### Goal of the exercise
In the records below, find the line with "I asked a question" and the line with "Things I'm planning". Print both exactly, along with every line between them, and no other line.

### Stored data entries
________________________________________

PR #970, opened 2021-02-23
Replace assertions in Puctuated with more helpful panic messages

osa1:
Debugging proc macros is very difficult as we can't easily get
backtraces into the proc macro code. Improved error messages will
hopefully give some hint to the user on what the problem is.


botika:
Can use https://doc.rust-lang.org/std/macro.assert.html like `assert!(some, format_args)`. I think it's more correct than `panic!`.

osa1:
Huh.. I didn't even know `assert!` can take multiple arguments. I updated the PR.

dtolnay (approved):
Thanks!

PR #1017, opened 2021-04-10
Ensure that README code example is up to date

GuillaumeGomez:
This provide a simple way to check that your README example is up-to-date.

### DIFF
--- a/src/lib.rs
+++ b/src/lib.rs
@@ -306,6 +306,13 @@ extern crate unicode_xid;
 #[cfg(feature = "printing")]
 extern crate quote;
 
+#[cfg(doctest)]
+#[macro_use]
+extern crate doc_comment;
+
+#[cfg(doctest)]
+doctest!("../README.md");
+
 #[macro_use]
 mod macros;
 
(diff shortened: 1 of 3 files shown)


src/lib.rs
```diff
@@ -306,6 +306,13 @@ extern crate unicode_xid;
 #[cfg(feature = "printing")]
 extern crate quote;
 
+#[cfg(doctest)]
```
taiki-e, line 309: Note that this increases MSRV to 1.40. https://github.com/BurntSushi/termcolor/issues/35

GuillaumeGomez: Outch, good point!

dtolnay (commented):
I would prefer not to make this change. You've sent equivalent PRs to some of my other projects in the past, which were similarly rejected. Could you please avoid sending any more of these to all projects under my account?

GuillaumeGomez:
Sorry, was using syn in one of my project and realized that, completely forgot I already sent the same change proposal to other project of yours. Will try to not do it again.

PR #1025, opened 2021-04-27
Parse type parameter defaults on impl blocks

taiki-e:
rustc syntactically accepts this.

```rust
#[cfg(any())]
impl<T = ()> () {}
```

[playground](https://play.rust-lang.org/?version=stable&mode=debug&edition=2018&gist=5f585898bde387b258cecc57558e9aa9)

### DIFF
--- a/src/item.rs
+++ b/src/item.rs
@@ -2469,7 +2469,8 @@ pub mod parsing {
                 || (input.peek2(Ident) || input.peek2(Lifetime))
                     && (input.peek3(Token![:])
                         || input.peek3(Token![,])
-                        || input.peek3(Token![>]))
+                        || input.peek3(Token![>])
+                        || input.peek3(Token![=]))
                 || input.peek2(Token![const]));
         let mut generics: Generics = if has_generics {
             input.parse()?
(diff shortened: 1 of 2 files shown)


taiki-e:
Oh, actually, rustc accepts this semantically, but treats it as deprecated. I'm not sure if this is planned to be eventually rejected syntactically as well. However, I feel this is useful when writing proc-macro if this is syntactically accepted. (https://github.com/taiki-e/easy-ext/pull/32).

```text
error: defaults for type parameters are only allowed in `struct`, `enum`, `type`, or `trait` definitions.
 --> src/main.rs:2:6
  |
2 | impl<T = ()> () {}
  |      ^
  |
  = note: `#[deny(invalid_type_param_default)]` on by default
  = warning: this was previously accepted by the compiler but is being phased out; it will become a hard error in a future release!
  = note: for more information, see issue #36887 <https://github.com/rust-lang/rust/issues/36887>
```

dtolnay (approved):
Thanks! Yeah I am generally on board with parsing anything accepted syntactically by rustc that has any remote semblance of usefulness.

PR #1026, opened 2021-04-27
Use Option::get_or_insert_with in Generics::make_where_clause

taiki-e:
https://github.com/dtolnay/syn/blob/e6f9080447f3663890abcb469f52a35a9beb6a58/src/generics.rs#L174-L176


dtolnay (approved):
Thanks!

PR #1030, opened 2021-05-07
Add FromIterator<Field> for Fields

gardspirito:
Allows to create Fields from Field iterator.


gardspirito:
Bump?..

dtolnay (commented):
I would prefer not to build this into this crate. Thanks anyway for the PR!

Issue #1896, opened 2017-07-02
Ctrl-C in Visual Mode should copy to clipboard


philipmat:
* Click *thumbs-up* 👍 on this issue if you want it!
* Click *confused* 😕 on this issue if not having it makes VSCodeVim unusable. 

The VSCodeVim team prioritizes issues based on reaction count. 

--------

The default behavior of gVim on Windows is to copy the selected text when using `Ctrl-C`. Effectively:

    vnoremap <C-C> "+y

Could we please get the same behavior in VSCodeVim?

Note that:
1. `Ctrl-C` behavior in insert mode is correct (takes you out of insert mode)
2. On MacOS `Cmd-C` behaves as intended, that is it copies the selected text to `+`.

**Environment**:

- **VSCode Version**: 1.13.1
- **VsCodeVim Version**: 0.9.0
- **OS**: Windows 10

**What happened**:

Selected text in visual mode then pressed `Ctrl-C`.

**What did you expect to happen**: 

Selected text to be copied to the `+` register and with `"vim.useSystemClipboard": true` to be in the system clipboard as well.

**How to reproduce it**:

- Select text in visual mode 
- Press `Ctrl-C`
- Execute `:reg` and notice that the previously selected text is not in the `+` register.

Compa0:
Agree, I can't paste to another program when using shortcut of copy or cut.

jpoon:
Apparently fixed as of v0.10.0. Please re-open if that is not the case.

yifanchen:
Anyone is aware of #3229?

PR #1912, opened 2017-07-09
Ctrl-C should copy to clipboard in visual mode - fix for #1896

philipmat:
When yanking to clipboard, the selection should also reset to normal

### DIFF
--- a/src/actions/commands/actions.ts
+++ b/src/actions/commands/actions.ts
@@ -931,6 +931,8 @@ class CommandOverrideCopy extends BaseCommand {
     }
 
     util.clipboardCopy(text);
+    // all vim yank operations return to normal mode.
+    vimState.currentMode = ModeName.Normal;
 
     return vimState;
   }
--- a/src/mode/modeHandler.ts
+++ b/src/mode/modeHandler.ts
@@ -799,8 +799,13 @@ export class ModeHandler implements vscode.Disposable {
         key = '<copy>';
       }
 
-      if (process.platform !== 'darwin' && key === '<C-c>' && !Configuration.useCtrlKeys) {
-        key = '<copy>';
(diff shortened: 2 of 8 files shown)


philipmat:
I'll look into the failing tests shortly.

Chillee:
You might already know this (I didn't know this when I first started contributing), but you can run only a select few tests using `newTestOnly`.

If you have any questions about anything, feel free to drop by our slack :)

Chillee:
Ah I've been wondering what that failing test was caused by (which was why I wasn't merging). It's caused by an upstream change (more specifically, this PR: https://github.com/Microsoft/vscode/pull/28238).

I'm fine with merging this and then fixing that upstream change (eventually).

philipmat:
Submitted PR #1926 to fix the tests.
Hopefully, if that passes and gets merged to master before all these other PRs, it should fix them too.

ferrao:
@philipmat Why do you say that `When yanking to clipboard, the selection should also reset to normal`?

All other IDEs that I use to not clear the visual selection mode when I press CTRL-C. 
This behaviour is actually very annoying to me and gets in the way of my workflow.
Is there any option to control this?

ferrao:
@philipmat Just found that `vim.overrideCopy: false` does the trick! I'm happy now!

philipmat:
@ferrao - in Vim itself - i.e. canon, if you select text and yank it (by either `y` or `Ctrl-C`) the mode switches back to Normal from Visual (or Select).

ferrao:
@philipmat Yes, but I am actually on a Mac and  `Cmd-C`/`Cmd-v` does nothing on Vim, allowing me to have two different ways of copying and pasting text around.

With `vim.overrideCopy: true` I loose that.

PR #1926, opened 2017-07-13
Update tests due to VSCode PR 28238

philipmat:
This PR: Microsoft/vscode#28238 inserts spaces inside block comments, which affects VSCodeVim tests.


Chillee:
Thanks!

PR #1932, opened 2017-07-17
Clean up easymotion code

MaxfieldWalker:
Cleaned up codes related to the easymotion plugin before adding some new features to it!

Main changes are:
- Use `const`, `let` keyword, instead of `var`
- Optimize code flow
- remove duplication of code


Chillee:
Greatly appreciated. That code hasn't been touched in a long time :)

Even with the neovim rewrite, we will still likely need to grandfather in a lot of the easymotion code; It seems difficult to port easymotion with a neovim embedding.

MaxfieldWalker:
I see you @Chillee is working on neovim integration. I'm not familiar with neovim, but neovim seems to support external operation through its API, right? As you say, it is difficult, or even impossible to achieve easymotion functionality using neovim APIs.

I was going to add some improvements, like (1) two-char move `<leader><leader><s>{char}{char}` (2) jump immediately when a single candidate found, to easymotion. Can I move forward in the old way, not the neovim way?

xconverge:
2 char moves would be great!

Chillee:
@MaxfieldWalker Ideally, we'd able to use the neovim API to simply allow us to use the entirety of the easymotion extension within vscode.

I asked a question here: https://github.com/easymotion/vim-easymotion/issues/331 but it seems that it may be tricky to support it.

Thus, we will probably have to use our own implementation anyways, as many people rely on easymotion. Feel free to do it in the old way, it's not work that will be wasted.

If you're familiar with vimscript, it may be worth seeing if it's possible to modify the easymotion code somehow so we can reuse code.

I'm going to hold off on merging things until I can fix our Travis issues.

xconverge:
It is close enough in implementation I would just add 2 char support and go from there if more stuff is requested

MaxfieldWalker:
@Chillee Yes, it should be avoided to reinvent the weel, but unfortunately, no one seems to be familiar with the original easymotion implementation(vimscript) and Neovim API to integrate easymotion features to the VSCode Vim extension. I will work on in the old way:+1:

Things I'm planning to implement are:

- [x] 2-char move support `<leader><leader><s>{char}{char}`
- [x] Jump immediately when a single candidate found
- [ ] Highlight characters that match the typed key

And more goals (if possible)

- [ ] n-character search [n-character search](https://github.com/easymotion/vim-easymotion#n-character-search-motion)

Chillee:
@MaxfieldWalker Hey could you run prettier (you can do it just by running gulp before you commit, I believe)?

MaxfieldWalker:
@Chillee Yes. I ran prettier using Bash on Window.

Chillee:
I'm a little bit worried about merging this kind of rewrite because we don't have unit tests covering this behavior.

I'll try to spend some time soon going through it, but how have you been verifying your behavior is still correct?

MaxfieldWalker:
As you say, there seems to be no tests for easymotion. Actually, I have already implemented further easymotion actions like n-char move. Let me make some tests to verify all easymotion behavior including n-char move.

Chillee:
I wouldn't be too surprised if our current testing infrastructure had issues with easymotion. If so, I'd be fine with just an assurance that you've tried out using your refactor, and that it doesn't break horribly :)

Chillee:
I think I'm going to close this PR since the other PR is built off of this one and has the tests as well.

PR #1952, opened 2017-08-05
Fixes #1950: counter for $

### LINKED ISSUE #1950: {counter}$ is not work
the counter value is overlooked

tagniam:
Implements counter for line end actions(`$`, `<End>`, `<D-right>`). Fixes #1950


Chillee:
@tagniam Could you write some unit tests covering this case?

tagniam:
@Chillee done!

src/actions/motion.ts
```diff
@@ -740,12 +740,16 @@ class MoveRepeatReversed extends BaseMovement {
 }
 
 @RegisterAction
-class MoveLineEnd extends BaseMovement {
+class MoveDownLineEnd extends BaseMovement {
```
Chillee: I think it's better to keep this as `MoveLineEnd`. That's the functionality that most people associate with this key.

Chillee:
Thanks for your work!

Issue #1935, opened 2017-07-18
Fix the effect of "ciW" when starting from the beginning of a word


uvatbc:
* Click *thumbs-up* 👍 on this issue if you want it!
* Click *confused* 😕 on this issue if not having it makes VSCodeVim unusable. 

The VSCodeVim team prioritizes issues based on reaction count. 

--------

- **VSCode Version**:
Version 1.14.1
Commit 2648980a697a4c8fb5777dcfb2ab110cec8a2f58
Date 2017-07-13T19:12:01.887Z
Shell 1.6.6
Renderer 56.0.2924.87
Node 7.4.0

- **VsCodeVim Version**: 
v0.9.0

- **OS**: 
Kubuntu 17.04

**What happened**:
Lets take the following line as an example:
"Navigate to the main page"
My cursor starts off on the "m" of "main".
I type in "ciW": edit word that I'm currently in by removing only that word.

**What did you expect to happen**: 
"Navigate to the _page", with the cursor represented by the underscore. This is what vim does.    

**What actually happened**: 
"Navigate to _ page". Yes, the word "the" is also eaten up in addition to the word "main".

**How to reproduce it**:
See above.

Chillee:
I see. This was a bug fixed for ciw that wasn't fixed for ciW, I believe.

Chillee:
This was fixed by https://github.com/VSCodeVim/Vim/pull/1977

PR #1977, opened 2017-08-22
Fixed iW on beginning of word (#1935)

Ghust1995:


Chillee:
Thanks! Tests look irrelevant to what's failing, so don't worry about it.

Ghust1995:
There was an equivalent test for lowercase w, and it was failing before, so I just added it to guarantee using diW in the beginning of the word behaved correctly.

Chillee:
Yay! I just removed the flaky tests. Thanks for the contribution!

PR #1990, opened 2017-08-31
Fixed <C-e>/<C-y> being very slow

### LINKED ISSUE #1943: Scrolling with CTRL-E is very slow

--------

**BUG REPORT**:

**Environment**:

- **VSCode Version**: 1.15.0-insider
- **OS**: Windows 10

**What happened**: Scrolling down with `CTRL-E` by more than two lines makes the scroll very slow. While the scrolling itself is very slow, you have to wait until it catches up to where it was supposed to scroll based on the time the keys were pressed. For example, pressing `CTRL-DOWN` for 2 seconds makes the scroll 2 seconds long, scrolling down by 100 lines. Pressing `CTRL-E` for 2 seconds makes the scroll 6 seconds long, scrolling down by 100 lines. 

**What did you expect to happen**: I expect the `CTRL-E` and `CTRL-DOWN` to scroll with equal speed.

**How to reproduce it**: Open a file with enough lines to scroll through and compare `CTRL-E` and `CTRL-DOWN`.

Chillee:
This is the line causing all of the issues. In general, we should try *very* hard to avoid calling `allowVSCodeToPropagateCursorUpdatesAndReturnThem()`. It's very slow.

Fixes #1943, #1985,

Ah I see why I added it. If you don't do this, then the selection will block you from scrolling down more. Sigh...

### DIFF
--- a/src/mode/modeHandler.ts
+++ b/src/mode/modeHandler.ts
@@ -43,7 +43,6 @@ import { Globals } from '../../src/globals';
 import { ReplaceState } from './../state/replaceState';
 import { GlobalState } from './../state/globalState';
 import { Nvim } from 'promised-neovim-client';
-import { allowVSCodeToPropagateCursorUpdatesAndReturnThem } from '../util';
 
 export class ViewChange {
   public command: string;
@@ -1913,7 +1912,6 @@ export class ModeHandler implements vscode.Disposable {
     for (let i = 0; i < this.vimState.postponedCodeViewChanges.length; i++) {
       let viewChange = this.vimState.postponedCodeViewChanges[i];
       await vscode.commands.executeCommand(viewChange.command, viewChange.args);
-      vimState.allCursors = await allowVSCodeToPropagateCursorUpdatesAndReturnThem();
     }
 
     // If user wants to change status bar color based on mode


Chillee:
Agh this is very frustrating. Both issues are complained about a lot: https://github.com/VSCodeVim/Vim/issues/907, and I'm not sure it's possible for us to fix both.

xahon:
Looks like prs here merged very rare. I'm waiting to fix this issue a long time

Chillee:
@xahon no. There just isn't a good way to fix this issue without breaking other behavior.

TyOverby:
@Chillee: the "cursor must be visible at all times" behavior of vim is due to legacy reasons and I would argue that it should be done away with.  

I'd understand if you wanted to keep it for compat reasons, but please give us a way to turn it off.  I've been using vim for 10 years and it's always annoyed me.  Now it seems like it's the cause of serious performance issues in vscode.

TyOverby:
@Chillee: reading a bit more into this, is there a way to get vscode-vim to replace ctrl-e/ctrl-y behavior with ctrl-up/ctrl-down behavior?

TyOverby:
@Chillee: is there any update on this?  

I use ctrl-e / ctrl-y for scrolling in vim, and this is keeping me from using vscode.  I'm at the point where I'm planning on forking the extension just for this PR.

Chillee:
@TyOverby I'm still not really sure what to do about this. However, as a temporary fix, I'll add a flag (ugh) that toggles between either breaking #907 or breaking this issue.

addepar-andy:
@Chillee: did you end up adding the flag?  if so, what is it?

Chillee:
I investigated a bit more into the issue, and I think I have a solution that resolves both issues.

Closing this PR in favor of https://github.com/VSCodeVim/Vim/pull/1990

PR #1993, opened 2017-09-02
Implement '' and ``.

### LINKED ISSUE #1089: Marks: go to the position before the last jump

---

I'm opening this issue as per your instructions on the roadmap. Hoping to bump this feature up a bit. 

It might be because I'm a Vim newb who hasn't unlocked the full potential of marks, but I find myself constantly pressing `' '` and nothing happens.

brandonbloom:
Fixes #1089.

Dependency: https://github.com/Microsoft/vscode/pull/33715

### DIFF
--- a/src/actions/commands/actions.ts
+++ b/src/actions/commands/actions.ts
@@ -2311,6 +2311,49 @@ class CommandNavigateForward extends BaseCommand {
 }
 
 @RegisterAction
+class CommandNavigateLast extends BaseCommand {
+  modes = [ModeName.Normal];
+  keys = ['`', '`'];
+  runsOnceForEveryCursor() {
+    return false;
+  }
+
+  public async exec(position: Position, vimState: VimState): Promise<VimState> {
+    const oldActiveEditor = vimState.editor;
+
+    await vscode.commands.executeCommand('workbench.action.navigateLast');
+
+    if (oldActiveEditor === vimState.editor) {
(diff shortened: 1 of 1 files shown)


brandonbloom:
This is currently untested, pending acceptance of upstream patch.

Chillee:
@brandonbloom Sorry, what's the difference between `<C-o>` and the actions you've implemented?

brandonbloom:
The difference is what happens f you execute the command twice in a row. Instead of going back, then back again, it goes back, then forward, alternating back and forth. Very useful for comparing things at distinct points the same file quickly: just hit tick or single-quote over and over again to flip back and forth.

xconverge:
Nice job on the two repo attack here! It is pretty cool when your change gets merged into vscode and here and then the next release makes you happier :)

Chillee:
@brandonbloom Awesome! Nice job! Could you add some tests for this feature?

brandonbloom:
Are there any tests for CommandNavigateBack?

Chillee:
Actually, I doubt we need tests for this; it's just a wrapper of the corresponding VSCode command.

Chillee:
Actually, this doesn't seem to work on the current release. I'm guessing it's an issue with the keybindings.

brandonbloom:
Check to see if the "Go Last" command is available in VS Code. My guess is not yet.

PR #1996, opened 2017-09-02
Improvements to paragraph text objects.

brandonbloom:
See individual commit messages and associated issues for details.

### DIFF
--- a/src/actions/textobject.ts
+++ b/src/actions/textobject.ts
@@ -408,9 +408,18 @@ export class SelectParagraph extends TextObjectMovement {
       }
     }
 
+    // Include additional blank lines.
+    let stop = position.getCurrentParagraphEnd();
+    while (
+      TextEditor.getLineAt(stop.getDown(0)).text.trim() === '' &&
+      stop.line < TextEditor.getLineCount() - 1
+    ) {
+      stop = stop.getDown(0);
+    }
+
     return {
       start: start,
-      stop: position.getCurrentParagraphEnd(),
+      stop: stop,
     };
   }
 }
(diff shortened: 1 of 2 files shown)


Chillee:
It's not clear to me that the test is actually a failure and not just a result of you fixing the bug. Feel free to replace that test with a `newTest`.

brandonbloom:
Nope, I definitely broke sentences, which treat whitespace-only lines differently. Will fix it and add some tests.

brandonbloom:
For my own reference as I fix this, this is in the vim help:

```
							*paragraph*
A paragraph begins after each empty line, and also at each of a set of
paragraph macros, specified by the pairs of characters in the 'paragraphs'
option.  The default is "IPLPPPQPP TPHPLIPpLpItpplpipbp", which corresponds to
the macros ".IP", ".LP", etc.  (These are nroff macros, so the dot must be in
the first column).  A section boundary is also a paragraph boundary.
Note that a blank line (only containing white space) is NOT a paragraph
boundary.
Also note that this does not include a '{' or '}' in the first column.  When
the '{' flag is in 'cpoptions' then '{' in the first column is used as a
paragraph boundary |posix|.
```

And:

```
ap			"a paragraph", select [count] paragraphs (see
			|paragraph|).
			Exception: a blank line (only containing white space)
			is also a paragraph boundary.
			When used in Visual mode it is made linewise.

							*v_ip* *ip*
ip			"inner paragraph", select [count] paragraphs (see
			|paragraph|).
			Exception: a blank line (only containing white space)
			is also a paragraph boundary.
			When used in Visual mode it is made linewise.
```

brandonbloom:
OK, I've fixed sentence handling and made even more fixes to "inner" paragraph handling. This time, I used "find all references" to ensure I didn't affect any other code paths.

Chillee:
Looks good to me!

Issue #1683, opened 2017-05-10
Easymotion "Start of word Forwards/backwards" doesn't work for large files


atiqorin:
* Click *thumbs-up* 👍 on this issue if you want it!
* Click *confused* 😕 on this issue if not having it makes VSCodeVim unusable. 

The VSCodeVim team prioritizes issues based on reaction count. 

--------

**BUG REPORT** :

**Environment**:

- **VSCode Version**: 1.12.1
- **VsCodeVim Version**: 0.7.1
- **OS**: Windows 10

**What happened**:
For lagrge files Start of word backwards < leader > < leader > b  and Start of word forwards < leader > < leader > w does not work properly. See screenshots.

**What did you expect to happen**: 
I expect to go to a word backwards.

**How to reproduce it**:
copy the following line more then 82 times:
< add key="GuId" value="{436B2A9D-06C7-4627-ACE3-E0C6D0D4451F}"  / >

Go to last line and press < leader > < leader > b with easy motion on.
The option to jump back to near words from end of line higher then 81 (eg. 88)  is not present. I can only go back to words in line 81. See attached screenshot:

![image](https://cloud.githubusercontent.com/assets/19419058/25907515/4867ffb0-356d-11e7-9065-26370550109b.png)

Same happens for search of words forwards. Cannot go forward immediately for the same file from line 2. Only able to go to line 7.

![image](https://cloud.githubusercontent.com/assets/19419058/25908546/136a4a4a-3570-11e7-8a4d-40b1f10f749c.png)

xconverge:
the way we fixed #1627 causes this

I think it is an improvement from the previous behavior you reported, and is now a feature request

Thanks for reporting it! What does easymotion in vim do? does it change to 3 characters ever?

@rebornix

rebornix:
We switched from showing undefined to nothing. I'm not familiar with the behavior of easymotion :(

Chillee:
Isn't the problem that we're starting from the wrong place? I don't think it's a problem that we don't show the entire file, so long as we show stuff near the cursor.

atiqorin:
@xconverge nope I've never seen it change to 3 characters ever.

Chillee:
Actually, I can't reproduce this issue.

atiqorin:
I initially reported it for Windows. It happens in Mac also. @Chillee , use the following line for reproducing the issue. Paste it more than 81 times and it should be reproduced.

[...]

PR #1997, opened 2017-09-03
Fix#1981

### LINKED ISSUE #1981: easymotion: ability to limit the characters that appear

--------

id like to use only (or at least prioritize) the home row keys for easy motion

```vimrc
let g:EasyMotion_keys="asdfghjkl;'"
```
Source: https://github.com/easymotion/vim-easymotion/blob/e4d71c7ba45baf860fdaaf8c06cd9faebdccbd50/doc/easymotion.txt#L405

MaxfieldWalker:
This PR fixes #1981.

## Changes
- [x] Make it possible to use custom characters used for marker name
- [x] Fix no more than 26 characters appear as marker name


Chillee:
Perhaps this is the same issue as the second one: https://github.com/VSCodeVim/Vim/issues/1683?

MaxfieldWalker:
@Chillee Strictly speaking, #1683 is not the same as the second checkbox, but #1683 seems to be already fixed without noticing it.

PR #2001, opened 2017-09-03
Use Go To Def & history absent a tag stack.

### LINKED ISSUE #1999: Cltr-] could be mapped to Go To Definition action

--------

In the original vim <C-]> is mapped to go to the tag action. It would be productive
to map it to the Go To Definition action. The mapping for Ctrl+] in VSCode is used to
indent a line - functionality which is already covered by VSCodeVim.

brandonbloom:
Fixes #1999


Chillee:
LGTM.

PR #2002, opened 2017-09-03
Fix deref of undefined race on startup.

brandonbloom:
This can happen if you interact with the editor while vim mode is still
loading.


Chillee:
Ah this has been fairly annoying sometimes. Thanks for tracking it down and fixing it!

________________________________________

### Response for this exercise
I asked a question here: https://github.com/easymotion/vim-easymotion/issues/331 but it seems that it may be tricky to support it.

Thus, we will probably have to use our own implementation anyways, as many people rely on easymotion. Feel free to do it in the old way, it's not work that will be wasted.

If you're familiar with vimscript, it may be worth seeing if it's possible to modify the easymotion code somehow so we can reuse code.

I'm going to hold off on merging things until I can fix our Travis issues.

xconverge:
It is close enough in implementation I would just add 2 char support and go from there if more stuff is requested

MaxfieldWalker:
@Chillee Yes, it should be avoided to reinvent the weel, but unfortunately, no one seems to be familiar with the original easymotion implementation(vimscript) and Neovim API to integrate easymotion features to the VSCode Vim extension. I will work on in the old way:+1:

Things I'm planning to implement are:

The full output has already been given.